Illustration parue dans L'Homme primitif
(L. Figuier, 1870)

Dans quelques mois, cet événement public que j'ai le plaisir d'organiser avec Arthur Gicqueau, Jean-Marc Pétillon et Nicolas Teyssandier rassemblera archéologues, anthropologues et primatologues pour discuter d'un thème rarement abordé par la recherche académique française en Préhistoire : la guerre primitive... ou ce qui lui ressemble ! Ce sera les mardi 23 et mercredi 24 avril à l'Université Jean Jaurès (Toulouse), et les débats donneront ensuite lieu à une publication dans le cadre des Séances en ligne de la Société Préhistorique française.

Un site internet est d'ores et déjà en ligne, sur lequel on trouvera entre autres la liste des intervenants, qui sera actualisée au fur et à mesure des éventuelles modifications.

Enfin, je recopie la présentation de l'événèmenent qui figure sur le site, à lire... et à faire circuler !

« Le corps de mon ennemi »

La guerre provient-elle du fond des âges, voire de notre héritage biologique, ou est-elle apparue à un stade déterminé de l'évolution des sociétés ? À cette vieille interrogation, une partie importante du monde scientifique tend de nos jours à répondre par la seconde proposition, arguant notamment de l'absence de traces convaincantes de conflits collectifs armés pour les périodes reculées et situant l'émergence de la guerre quelque part entre la fin du Néolithique et l'Âge du Bronze.

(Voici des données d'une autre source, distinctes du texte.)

PR #748, opened 2017-08-09
ISAICP-3619: header bar improvements

luke-waat:
Rebuild is required.


web/modules/custom/joinup_core/templates/statistics-block.html.twig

Pourtant, dans les dernières années, et pour ne parler que de la France, divers travaux sont venus contester cette vision, que ce soit sur la base d'arguments ethnologiques [1] ou archéologiques [2]. À l'échelle internationale, la découverte du charnier de Nataruk [3], qui fait suite à celle du site de Djebel Sahaba, récemment réétudié [4] a remis en cause le pacifisme supposé des sociétés de chasseurs-cueilleurs, à tout le moins des plus tardives d’entre elles.

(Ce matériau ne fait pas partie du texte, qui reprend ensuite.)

PR #749, opened 2017-08-09
ISAICP-3676: Fix grids implemented in blocks

tom-waat:


web/themes/joinup/joinup_theme.theme
```diff
@@ -1052,6 +1052,22 @@ function joinup_theme_theme_suggestions_container_alter(array &$suggestions, arr
       $suggestions[] = 'container__edit_actions__search_bar';
     }
   }
+
+  // Early bail out.
+  if (!isset($variables['element']['#extra_suggestion'])) {
```
kalinchernev: Please make like this:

Le sujet est d'autant plus complexe que d'une part, la guerre est un concept souvent mal défini, et que d'autre part les sociétés humaines ont inventé bien des modalités d'affrontements collectifs : l'anthropologie sociale s'efforce depuis longtemps de comprendre comment s'articulent, entre autres, les guerres proprement dites, les feuds (vendettas), les combats dits « ritualisés » pratiqués dans maintes sociétés, mais aussi (liste non limitative) des expéditions parfois qualifiées de « guerre à petite échelle » s'inscrivant dans des relations d'hostilité perpétuelle. Cette variété des formes se double de celle des objectifs poursuivis : la vengeance représente ainsi un motif privilégié d'affrontements. Quant à l'acquisition de ressources, dans laquelle on voit parfois la raison ultime et universelle des hostilités, elle soulève au moins le problème de ces substances corporelles aux effets imaginaires, à commencer par les têtes qui constituent le but premier de nombre d'expéditions militaires, en particulier dans l'Asie du Sud-Est précoloniale.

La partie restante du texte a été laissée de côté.